PR #109, opened 2026-03-10
ap-spi

alexanderpulido:
spi.h for the STM32H723xx, provide  interface and configuration types for a hardware SPI master driver. Declares HwSpi class inheriting from Spi, with read, write, seq_transfer, and init to be implemented in the accompanying .cpp.
image
image
image
image

### DIFF
--- a/.vscode/launch.json
+++ b/.vscode/launch.json
@@ -342,6 +342,53 @@
         "monitor reset"
       ],
       "showDevDebugOutput": true
+    },
+    {
+      "cwd": "${workspaceFolder}",
+      "executable": "${workspaceRoot}/build/stm32h723/app/spi_test/spi_test",
+      "name": "DEBUG SPI TEST H7",
+      "request": "launch",
+      "type": "cortex-debug",
+      "servertype": "openocd",
+      "device": "STM32H723",
+      "svdFile": "${workspaceRoot}/mcu_support/stm32/h7xx/STM32H723.svd",
+      "searchDir": ["${workspaceRoot}/mcu_support/stm32"],
+      "runToMain": true,
+      "configFiles": [
+        "${workspaceRoot}/mcu_support/stm32/stlink-dap.cfg",
+        "${workspaceRoot}/mcu_support/stm32/h7xx/stm32h7x.cfg"
+      ],
+      "preRestartCommands": [
+        "add-symbol-file build/stm32h723/app/spi_test/spi_test",
+        "load",
+        "enable breakpoint",
+        "monitor reset"
+      ],
+      "showDevDebugOutput": true
+    },
+    {
+      "cwd": "${workspaceFolder}",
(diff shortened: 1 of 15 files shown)


common/drivers/platform/stm32h7/st_spi.h
```diff
@@ -0,0 +1,175 @@
...
+
+/**
+ * @brief SPI status codes returned to indicate the result of an operation.
+ *
+ */
+enum class SpiStatus : uint8_t
+{
+    OK = 0,
+    read_ERR,
+    write_ERR,
```
pasinponsww:
```
READ_ERR
WRITE_ERR
```

keep it consistent keep it all caps

common/drivers/platform/stm32h7/st_spi.h
```diff
@@ -0,0 +1,175 @@
...
+class HwSpi : public Spi
+{
+public:
+    /**
+     * @brief Construct a new HwSpi object.
+     *
+     * @param instance_ Pointer to the SPI peripheral to use (e.g. SPI1, SPI2)
+     * @param settings_ Struct containing the desired SPI configuration
+     */
+    explicit HwSpi(SPI_TypeDef* instance_, StSpiSettings& settings_);
```
pasinponsww: Requested naming cleanup: change `instance_` to `instance` and `settings_` to `settings` less time typing and its cleaner that way

common/drivers/platform/stm32h7/st_spi.cc
```diff
@@ -0,0 +1,224 @@
...
+
+namespace LBR
+{
+namespace Stmh7
+{
+
+HwSpi::HwSpi(SPI_TypeDef* instance_, StSpiSettings& settings_)
+    : instance{instance_}, settings{settings_}
+{
+}
```
pasinponsww: For simplicity, once `settings_` and `instance_` are change to what I ask you in st_spi.h, the constructor becomes much cleaner.

pasinponsww (changes requested):
LGTM! But we need to test if it's work!

pasinponsww:
Testing on the oscope and can merge later

pasinponsww:
Need to verify and test and it's done

.vscode/launch.json
```diff
@@ -345,6 +345,36 @@
     },
     {
       "cwd": "${workspaceFolder}",
+      "executable": "${workspaceRoot}/build/stm32h723/app/spi_test/spi_test",
```
pasinponsww, line 347: We need to validate this at the oscilloscope level as well for testing signal. Since the default system clock is 64 MHz, we’ll also need to adjust the peripheral clock values and step down the system clock frequency accordingly.

pasinponsww (approved):
LGTM! since it's verified in person with my already I will merge this!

TASK PROMPT> Nothing outside the span should appear: transcribe the lines from the one containing "pasinponsww, line 347: We" through the last line of the records.

ANSWER FOR THIS EXERCISE>
pasinponsww, line 347: We need to validate this at the oscilloscope level as well for testing signal. Since the default system clock is 64 MHz, we’ll also need to adjust the peripheral clock values and step down the system clock frequency accordingly.

pasinponsww (approved):
LGTM! since it's verified in person with my already I will merge this!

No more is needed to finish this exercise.